Main outcome measures: Weight, height, control and treatment of glycaemia, blood pressure and serum lipids, and prevalence of diabetic microvascular complications.
Results: Glycated haemoglobin (HbA1c) was < 7% in 13% of type 1 and 30% of type 2 diabetes patients, and > 8% in 47% and 34%, respectively. 35% of patients with type 1 diabetes and 71% of patients with type 2 diabetes were treated with antihypertensive agents. Of these patients, 29% and 24%, respectively, had blood pressure readings ≤ 130/80 mmHg. Among patients not treated with hypertensive agents, blood pressure readings were ≤ 130/80 mmHg in 60% of type 1 and 38% of type 2 diabetes patients. About 30% of patients with type 1 diabetes and 50% of those with type 2 diabetes were being treated with lipid-lowering agents; of these, about 60% had low-density lipoprotein (LDL) cholesterol levels < 2.6 mmol/L. Among patients not treated with lipid-lowering agents, about 40% had LDL cholesterol levels < 2.6 mmol/L. Retinopathy was documented in 52% and 18%, and nephropathy in 9% and 36% of type 1 and type 2 diabetes patients, respectively.

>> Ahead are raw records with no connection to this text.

PR #3315, opened 2026-07-13
feat: extend product search to include SKUs

dev-shahed:
### All Submissions:

* [ ] My code is tested

### Related Pull Request(s)

* Full PR Link

### Closes 

* Closes #https://github.com/getdokan/dokan-pro/issues/5776

* Steps or issue link

### Changelog entry

*Title*

### Before Changes

### After Changes

### Feature Video (optional)

### PR Self Review Checklist:

* DRY: Don't Repeat Yourself.
* Performance issues
* Grammar errors.

### FOR PR REVIEWER ONLY:

## Summary by CodeRabbit

* **Bug Fixes**
  * Improved REST product search by matching terms via WooCommerce’s product search logic (including SKU matches), and applying results only within any existing listing filters.
  * Removed fallback behavior that previously used broader text search, reducing irrelevant products.
  * If the search term (e.g., SKU) doesn’t match any products, listings now correctly return zero results instead of the full catalog.


MdAsifHossainNadim:
## Review + reworked implementation

I audited this PR against issue #5776 and pushed a rework. **The good news first: this PR was pointing at the right class.** The new React vendor-dashboard Products list does call `GET /dokan/v1/products` → `WeDevs\Dokan\REST\ProductController`, so `prepare_objects_query()` is the correct place to fix. The bug also reproduces exactly as reported.

Three problems with the `posts_search` approach made me replace it rather than patch it:

**1. The `)))` anchor only matches the last search-term group.** `WP_Query::parse_search()` builds one parenthesised group *per term* and joins them with `AND`. Anchoring `preg_replace` to the trailing `)))` therefore ORs the SKU ids into the **final group only**. So `search=woo polo` still required "woo" in the title, and `search=shirt -blue` had its exclusion bypassed by SQL precedence.

**2. Variation SKUs never resolve to their parent.** A variation's `_sku` lives on a `product_variation` post, and the query ANDs `post_type = product`, so matching the variation's own id yields nothing. WP Admin *does* find the parent — which is the comparison the issue explicitly asks us to match.

**3. `SELECT post_id FROM wp_postmeta WHERE meta_key='_sku' AND meta_value LIKE '%…%'`** is an unindexed, unbounded, un-author-scoped scan, and every matching id site-wide gets inlined into an `IN()`.

### What I pushed instead

Delegate to `WC_Data_Store::load( 'product' )->search_products()` — literally the call WP Admin makes. It reads the indexed `wp_wc_product_meta_lookup.sku` column, tokenises multi-word terms correctly, resolves variation SKUs to parents, and supports numeric-ID search for free.

Placement is load-bearing: the block runs at the **end** of `prepare_objects_query()`, not next to `post_status`. The `on_sale` branch does `array_merge` into `post__in` (a *union*), so an early insert would have turned `?search=X&on_sale=true` into the entire on-sale set. Running last means the search set intersects. `post__not_in` is honoured by hand via `array_diff` because `WP_Query` ignores `post__not_in` once `post__in` is set, and an empty result falls back to `[ 0 ]` so a zero-match search can never return the whole catalogue.

### Verified locally (Lite 5.0.9 / Pro 5.0.7 / WC 10.9.4 / PHP 8.4)

Real `rest_do_request()` calls against `/dokan/v1/products`:

| case | before | after |
|---|---|---|
| product SKU `woo-vneck-tee` | 0 | 62 |
| **variation SKU** `woo-vneck-tee-red` | 0 | 62 (parent) |
| numeric id `62` | 0 | 62 |
| zero match | 0 | 0 (not the catalogue) |
| `search` + `exclude=62` | — | 0 |
| `search=woo` + `include=62` | — | 62 |
| `search` + `on_sale=true` | — | intersects, does not union |

Title search is **byte-identical** before and after across `V-Neck`, `Hoodie`, `shirt`, `Belt`, `woo` on both `/dokan/v1/products` and `/dokan/v2/products`. Vendor isolation confirmed: vendor 6 finds their own `dummy-vneck-tee`; vendor 1 searching the same SKU gets 0 results — `author` stays a separate top-level `AND`, so `post__in` can only narrow. PHPCS clean.

`/dokan/v2/products` inherits the fix (it does not override `$post_type`); the Pro `/dokan/v1/products/{id}/variations` endpoint is deliberately excluded by the `'product' === $this->post_type` guard and behaves exactly as before.

### Worth flagging for QA (pre-existing, not caused by this PR)

- **Status-tab counts are not search-aware.** `useProducts.ts` fetches `/products/summary` with no query args, so All/Published/Draft/Pending ignore the search term. Already true for title search today, but it becomes noticeable now that SKU search returns results.
- The **legacy** dashboard's `dokan_product_search_by_sku()` still uses `str_replace( ')))' … )` and carries the same multi-word and variation defects. Left alone deliberately to keep this PR focused — worth a separate ticket.
- Comma-separated multi-SKU search (`SKU-A,SKU-B`) works in legacy but not here; `search_products()` does not support it. Needs a product decision before designing for it.

MdAsifHossainNadim (approved):

PR #568, opened 2019-07-20
Fix #567 - Missing path.delimiter breaks windows absolute paths

### LINKED ISSUE #567: Configuration files loading error on Windows
https://github.com/lorenwest/node-config/blob/ced8854a4bbf2ec09536d1db804d5cd5b60bb1ab/lib/config.js#L669
The hardcoded path delimiter (:) breaks handling of Windows file paths. OS dependent require('path').delimiter should be used.

iMoses:
I didn't add tests because we don't run tests on Windows servers as part of our CI.


lorenwest:
Published in `config@3.2.2`

PR #576, opened 2019-10-01
FIX #460 - Strict mode warning refer to appropriate env variable

### LINKED ISSUE #460: Strict mode warning still refers to NODE_ENV variable even if overriding with NODE_CONFIG_ENV is used
When environment is overwritten via NODE_CONFIG_ENV, warning message should also consider this.

**Given:**
app is launched as 
`NODE_CONFIG_ENV=ut NODE_ENV=production node index.js`
no configuration file at path _config/ut.json_

**Actual message in console:**
`WARNING: NODE_ENV value of 'ut' did not match any deployment config file names.`

**Expected message:**
`WARNING: NODE_CONFIG_ENV value of 'ut' did not match any deployment config file names.`

iCodeOkay:
Fix for #460 .

Would love your feedback 🙂


markstos:
Looks OK to me. @lorenwest ?

PR #582, opened 2019-11-15
Allow all defined values in `substituteDeep`

fostyfost:


lorenwest:
Thank you for this contribution. It appears to be an improvement in that the current implementation doesn't allow all values (specifically, other falsey values like numeric 0 and the "" empty string).

I support this change, and since it will cause a slight behavior change I think it would be appropriate to add a test that outlines the problem. One that has a list of items to substitute including some non-undefined falsey values, and verifies that these values make their way into the substitution.

In the unlikely case that someone was relying on this side-effect, the test will show the problem clearly, and will be hard to argue that this shouldn't be considered correct behavior for substituteDeep.

markstos:
Looks good to me too.

fostyfost:
@lorenwest @markstos 
Hello, I added the tests you requested.

lorenwest:
Published today on `node-config@3.3.0`

wham:
This is definitely a change in the right direction. But it seems to be backwards incompatible and as such would deserve a major version update or at least a better description on the changelog. Given that environment variables are not strongly typed, I think it's a pretty common scenario to use `""` as _not set_.

PR #585, opened 2020-01-03
Fixed issue with getCustomEnvVars method and multiple config dirs

dekelev:
When working with multiple config dirs, custom-environment-variables files no longer works. 

The `getCustomEnvVars` method tries to create file paths by concatenating `CONFIG_DIR` with optional file names, but `CONFIG_DIR` can be a string with multiple dir paths, separated by `:`.


lorenwest:
This looks great - thanks for the addition. I'll get it merged and published shortly.

lorenwest:
Published today at config@3.2.5. Thanks for the contribution!

PR #586, opened 2020-01-07
Add support for experimental modules

Worthaboutapig:
ES Modules can be used in Node with the --experimental-modules flag.

However, when using the package.json "type": "module" option, which assumes all files in a package are ES modules, then using node-config fails, as the `require` in the parser is unexpected.

Renaming a non-module js file to .cjs allows the non-import usage. This PR adds support for a .cjs file extension for config files with format and behaviour identical to .js.

I appreciate that module support is experimental, however, it's fairly mature, it seems the API is unlikely to change and this change is backward-compatible.

Without this change node-config isn't really usable from a module-first nodejs approach, which is likely to be the default in future (unless I'm missing something).

(haven't added any tests, as not sure where to and you may not agree to the change anyway)

### DIFF
--- a/parser.js
+++ b/parser.js
@@ -281,8 +281,9 @@ Parser.stripYamlComments = function(fileStr) {
   return fileStr.replace(/^\s*#.*/mg,'').replace(/^\s*[\n|\r]+/mg,'');
 };
 
-var order = ['js', 'ts', 'json', 'json5', 'hjson', 'toml', 'coffee', 'iced', 'yaml', 'yml', 'cson', 'properties', 'xml'];
+var order = ['js', 'cjs', 'ts', 'json', 'json5', 'hjson', 'toml', 'coffee', 'iced', 'yaml', 'yml', 'cson', 'properties', 'xml'];
 var definitions = {
+  cjs: Parser.jsParser,
   coffee: Parser.coffeeParser,
   cson: Parser.csonParser,
   hjson: Parser.hjsonParser,


lorenwest:
I'm not opposed to the change. Does someone who knows --experimental-modules better than myself chime in?

lorenwest:
I'd like to merge this. Would you be able to create a wiki page on this usage?

markstos:
Seems reasonable to me. @Worthaboutapig Are you willing to make a related wiki page update?

Worthaboutapig:
Hi, yeah, sure. Sorry, been a bit busy. Will get on to it.

Worthaboutapig:
> Seems reasonable to me. @Worthaboutapig Are you willing to make a related wiki page update?

Sure, should I do that before or after the merge?

Worthaboutapig:
Thanks. Am happy to update the docs. Should I do that directly, or is that a PR type process?

lorenwest:
Go ahead and add some documentation, stating "as of 3.4.0" and I'll merge and publish as 3.4.0. Let me know when you're ready and I'll publish.

Worthaboutapig:
> Go ahead and add some documentation, stating "as of 3.4.0" and I'll merge and publish as 3.4.0. Let me know when you're ready and I'll publish.

Sorry, could you clarify how to do this? I've cloned the wiki and updated, but I don't have permissions to push to the repo. Should I edit the pages directly though the website? I'm not familiar with wiki editing.

lorenwest:
Yes, the wiki is designed for community contribution and to be edited directly on the site. There should be an _Edit_ button on the page.

Worthaboutapig:
Sorry, I'll get around to this, been a bit busy.

JacobLey:
Ran into this issue as well, would love to see it unblocked.

Edited:
* .js section of https://github.com/lorenwest/node-config/wiki/Configuration-Files#commonjs-javascript-module---js-cjs
* intro of https://github.com/lorenwest/node-config/wiki/Special-features-for-JavaScript-configuration-files

markstos:
This seems ready to merge to me. There is a conflict, but it should be minor to resolve considering it's a 2 line change.

markstos:
Resolved by #622.

PR #587, opened 2020-01-14
Run ts-node in mode transpile-only

bvallee-thefork:
By default, ts-node is type checking the imported files, doing so on TypeScript config files creates a requirement to have `@types/config` in `dependencies` (as opposed to `devDependencies`) when `config/defer` (or similar) is imported from one of the configuration files.

To read the configuration values, only `transpile-only` is needed (which is also faster to run).

### DIFF
--- a/parser.js
+++ b/parser.js
@@ -55,6 +55,7 @@ Parser.tsParser = function(filename, content) {
   if (!require.extensions['.ts']) {
     require(TS_DEP).register({
       lazy: true,
+      transpileOnly: true,
       compilerOptions: {
         allowJs: true,
       }


lorenwest:
Could someone using ts-node chime in here? I don't know it well enough to know if this has backward compatibility issues.

bvallee-thefork:
> Could someone using ts-node chime in here? I don't know it well enough to know if this has backward compatibility issues.

It shouldn't have any backward compatibility issues, basically it does the same thing as before but without running all the types checking from from `tsc`/`ts-node` (no difference at runtime).

I let someone else jump in for the purpose of peer-review :)

lorenwest:
Ping me after a while, and if nobody jumps in I'll go ahead and merge.

bvallee-thefork:
Ping @lorenwest ? :)

lorenwest:
Does this turn off type checking? If so, why use TypeScript?

bvallee-thefork:
> Does this turn off type checking? If so, why use TypeScript?

It turns off type checking at runtime, the type checking should be done either at build time or at lint stage (which also allows `@types/` packages to be in `devDependencies`, but is not possible when `ts-node` is run with `transpileOnly: false`).

lorenwest:
@benedyktdryl added TS functionality. Would you mind chiming into this thread? Is this change the way it was originally intended, or is this a fundamental shift from the original intent?

benedyktdryl:
Shouldn't be a problem but what is point of using TS compilator on library side if you are not using type checking?

bvallee-thefork:
> Shouldn't be a problem but what is point of using TS compilator on library side if you are not using type checking?

@benedyktdryl When running code with `ts-node`, it's a good practice to have type checking done at lint stage, so it doesn't run extra type checking at runtime, and because ts-node doesn't support all types definition features from `tsconfig.json`.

Conclusions: Despite the demonstrated benefits of tight glucose, blood pressure and lipid control in reducing the risk of macrovascular and microvascular complications in type 1 and type 2 diabetes, our results suggest that treatment targets are not being met in a large proportion of patients attending a tertiary referral hospital. Responsible practice suggests that treatment targets and the current means to achieve them should both be examined.